To paraphrase Peterson:

  • When you stand up straight, you indicate to the world you have what it takes to hit the bullseye, be a good archer, and aiming creature.
  • That fact indicates you are a good person, with the right goals and direction.
  • Thus, when you have strong rhomboids (and use them) it conveys this non-verbal message to the world.
  • That is why rhomboids are the success muscle.

So it’s as simple as standing up straight, squeezing your rhomboids, and via the 80/20 rule — the world will treat you as if you’re a deserving, good person. Yes and no.

It’s one thing to indicate to the world that you’re a good person. And if you want 80% of the benefits, it appears you can bio-hack the system.

But on the other hand, it’s something else entirely to actually strive to be a good person. Anyway, the last 20% always takes 80% of the effort.

Posture influences not just the way others perceive you, but how you perceive yourself — your own effectiveness at life.

Consider Peterson again from Chapter One of 12 Rules:

“Standing up straight with your shoulders back is not something that is only physical, because you’re not only a body. You’re a spirit, so to speak — a psyche — as well. Standing up physically also implies and invokes and demands standing up metaphysically.

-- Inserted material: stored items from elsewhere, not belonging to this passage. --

PR #544, opened 2017-02-16
fix wrong return type in docblock

alfredbez:
if `$sId` is set, `getCosts()` will return an `oxPrice` object, otherwise it will be an array with all costs


ambrosiustopor:
Thanks!

PR #551, opened 2017-03-14
less code and only one return statement

flow-control:


Sieg:
Hello, thanks for the improvement.

PR #554, opened 2017-03-16
Use ISO-8859-15 encoding for the setup

bertrandjackermann:
PHP 5.6 uses a UTF-8 default header, which causes certain (German) characters to appear broken. For 4.10/5.3.

### DIFF
--- a/source/setup/index.php
+++ b/source/setup/index.php
@@ -20,7 +20,7 @@
  * @version   OXID eShop CE
  */
 
-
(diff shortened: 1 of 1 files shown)


Sieg:
Hello, as this question is not viable for 6.x eshop, and 5.3 have End of life status, i am closing the pull request. Sorry about it, we will try our best to take care of new pull requests faster.

PR #556, opened 2017-03-28
change test-url from www.example.com to localhost

alfredbez:
closes [#6606](https://bugs.oxid-esales.com/view.php?id=6606)

### DIFF
--- a/source/Core/SystemRequirements.php
+++ b/source/Core/SystemRequirements.php
@@ -559,7 +559,7 @@ class SystemRequirements
         $result = 1;
         $iErrNo = 0;
         $sErrStr = '';
-        if ($oRes = @fsockopen('www.example.com', 80, $iErrNo, $sErrStr, 10)) {
+        if ($oRes = @fsockopen('localhost', 80, $iErrNo, $sErrStr, 10)) {
             $result = 2;
             fclose($oRes);
         }


ooxi:
I really don't think this is the correct solution since it assumes a webserver is listening on port 80 on localhost. A common setup contains one host with multiple IP addresses and the webserver listening one those addresses, not `0.0.0.0` (which would include `localhost`).

Wouldn't it be better trying to open the public shop URL? This resolves privacy issues and is more likely to work than `localhost`.

keywan-ghadami-oxid:
I think the shop should check settings like: allow_url_fopen
```
if( ini_get('allow_url_fopen') ) {

}
```
and all known urls from oxid eSales (like the update notification service url).
That way the user can directly see if a php setting or a firewall block something and what exactly.

alfredbez:
> I think the shop should check settings like: allow_url_fopen
>
> ```php
> if( ini_get('allow_url_fopen') ) {
> 
> }
> ```

take a look at [this](https://github.com/OXID-eSales/oxideshop_ce/blob/68d569564cede01b839da8e56ae9390e349214be/source/Core/SystemRequirements.php#L543)

---

We can write something like this:
```php
protected $failedUrls = [];

// ...

public function checkFsockopen()
{
    $urlsToCheck = [
        'http://admin.oxid-esales.com/CE/onlinecheck.php?getlatestversion',
        'http://oxchkversion.oxid-esales.com/webService.php',
        'https://olc.oxid-esales.com/check.php', // needs additional data
        'https://omvn.oxid-esales.com/check.php', // needs additional data
    ];
    $returnCode = 2;
    foreach ($urlsToCheck as $url) {
        if ($res = @fsockopen($url, 80, 0, '', 10)) {
            fclose($res);
        }
        else {
            $returnCode = 1;
            $this->failedUrls[] = $url;
        }
    }

    return $returnCode;
}
```

We can display then all `failedUrls`.

Sieg:
Hey @alfredbez, thanks a lof for the improvement. I have used our OLC host for checking, as that one should be available in most cases. Merged to b-6.1.x, so will be available in the next 6.1 patch.

PR #558, opened 2017-03-29
Catched wild CSS code from the template and put it into an own CSS file.

michaelkeiluweit:
It's better to have the style information in its own place and it has the neat effect, that the CSS code from the admin login page can finally be cached by the browser.

### DIFF
--- a/source/out/admin/src/login.css
+++ b/source/out/admin/src/login.css
@@ -1,0 +1,94 @@
+html, body {
+    background:#fff;
+    height: 100%;
+    padding: 0;
+    margin: 0;
+    font: 11px Trebuchet MS, Tahoma, Verdana, Arial, Helvetica, sans-serif;
+}
+
+div.admin-login-box {
+    border: 1px #FFFFFF solid;
+    border-radius: 5px;
+    width: 332px;
+    padding: 14px 14px 14px;
+    position: absolute;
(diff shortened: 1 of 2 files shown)


source/out/admin/src/login.css
```diff
@@ -0,0 +1,94 @@
...
+    padding: 0;
+    margin: 0;
+    font: 11px Trebuchet MS, Tahoma, Verdana, Arial, Helvetica, sans-serif;
+}
+
+div.admin-login-box {
+    border: 1px #FFFFFF solid;
+    border-radius: 5px;
+    width: 332px;
+    padding: 14px 14px 14px;
```
alfredbez: Maybe we can change this to `padding: 14px;`

source/out/admin/src/login.css
```diff
@@ -0,0 +1,94 @@
...
+    margin: 0 0 5px 0;
+}
+
+.notify {
+    position: fixed;
+    width: 100%;
+    font-size: 16px;
+    color: #fff;
+    background-color: #f77704;
+    padding: 8px 0 8px 0;
```
alfredbez: `padding: 8px 0;`

Sieg:
@michaelkeiluweit, thanks for your pull request!

PR #704, opened 2019-05-14
Fix finalize order doesn't validate payment with user from parameter

zaxxo:
Some modules finalizes order without set user globally.
Instead they pass user by parameter to Order->finalizeOrder function.
This function calls Order->isValidPayment function.
But here the globally set user is used and it can happen that payment is not valid.


zaxxo:
Closed, wrong pull request branch.

PR #708, opened 2019-05-27
removed EXCEPTION_LOG, logs are now in oxideshop.log

ivoba:
Removes all occurences of EXCEPTION_LOG in favour of oxideshop.log.

Not sure if occiurrence in .htaccess and robots.txt should be left for legacy support?


Sieg:
Hello @ivoba, merged to b-6.x and up to master. Thanks!

PR #710, opened 2019-06-12
adapted code style  to PSR-2

alfredbez:
I've just executed `php-cs-fixer fix . --rules=@PSR2` and checked the diff, looks like there are some weird changes, especially for comments.


Sieg:
Good job there, but so sad its based not on b-6.x :D we could have it earlier!

alfredbez:
Take a look at #711

PR #711, opened 2019-06-12
applied automatic fixes via php-cs-fixer and phpcbf

alfredbez:
see #710


Sieg:
Thanks @alfredbez, merged to b-6.x

PR #712, opened 2019-07-01
bugfix 6671

Pauleo77:
Using the amount prices in the backend when recalculating the basket.
Currently the amount prices are just working in the frontend (basket).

Standing up means voluntarily accepting the burden of Being. Your nervous system responds in an entirely different manner when you face the demands of life voluntarily. You respond to a challenge, instead of bracing for a catastrophe.”

What he’s describing sounds similar to the famous Smile Study. The Smile Study found that people become happier through the physical act of smiling alone. The effect doubles when you smile at others, thus creating a positive feedback loop.

In summary, the Smile Study, like Rhomboid strength, supports two feedback loops. One is internal. One is external. But both loops start with a choice.

It’s up to each of us to use good posture and choose a feedback loop that is as positive as possible.

Because ultimately, standing up straight isn’t just a physical posture — it’s a metaphysical posture, a mindset, and a worldview of success.

Rhomboids support a lot.

In closing, Peterson’s tenth rule for life is, “Be precise in your speech.” And now, going forward — we know that precise speech must also include our body language.

Protect your neck.

Pattern recognition is the task of the Artist. This is the pattern recognition you’re looking for.